Michael J. Higley, M.D., Ph.D., Yale University
Using optogenetics, Dr. Higley will measure the actions of inter- neurons on their synaptic targets to find out how synaptic inhibition is modulated by dopamine and how its dysregulation may be an important factor in schizophrenia. He will also examine dopamine and inhibition in synaptic plasticity—a disruption of which likely represents a key pathology associated with schizophrenia.
Devanand S. Manoli, M.D., Ph.D., University of California, San Francisco
Pioneering work in the prairie vole has identified Oxytocin (OT), a neuropeptide and hormone, as a critical mediator of pair bonding.
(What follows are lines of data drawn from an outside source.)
PR #5983, opened 2024-05-10
Make ControlFlowGraph store a reference to Engines to remove clones

JoshuaBatty:
## Description
Using the same performance test as in #5976 and #5978, this change gives a further 21.33% performance improvement. 

Before: Elapsed time: `14.653166459s`
After: Elapsed time: `11.527667375s`


kayagokalp (approved):
🚀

Strikingly, OT and OXTR, the human OT receptor, have also been implicated in social-attachment-type behaviors in humans. Disruptions in the OT axis have been correlated with numerous psychiatric disorders. Dr. Manoli plans to test the genetic requirement of OTR (a target gene) in pair bonding in voles.
Sergiu P. Pasca, M.D., Stanford University
Dr. Pasca and his team have generated pluripotent stem cells (iPSCs) from a cohort of patients with chromosome 22 (22q11.2) deletion syndrome (22q11DS), with a diagnosis of schizophrenia or autism, and with no psychiatric diagnosis. In prior work they have generated neurons from some of these cells and identified defects in dopamine signaling. They will now extend this initial characterization by studying other aspects of neuronal development and signaling in 22q11DS neurons and by characterizing dopamine signaling in neurons from additional 22q11DS patients. The goal of this project is to develop in vitro models of psychiatric disease and to identify new therapeutic targets.
Heather E. Ross, Ph.D., Emory University
22q11DS, also known as DiGeorge syndrome, is the second most common childhood genetic disorder after Down syndrome. Dr. Ross seeks to determine several fundamental characteristics of 22q11DS including fully characterizing the immune dysfunction outcomes and examining how immune changes contribute to structural and functional brain abnormalities as well as atypical behavioral development.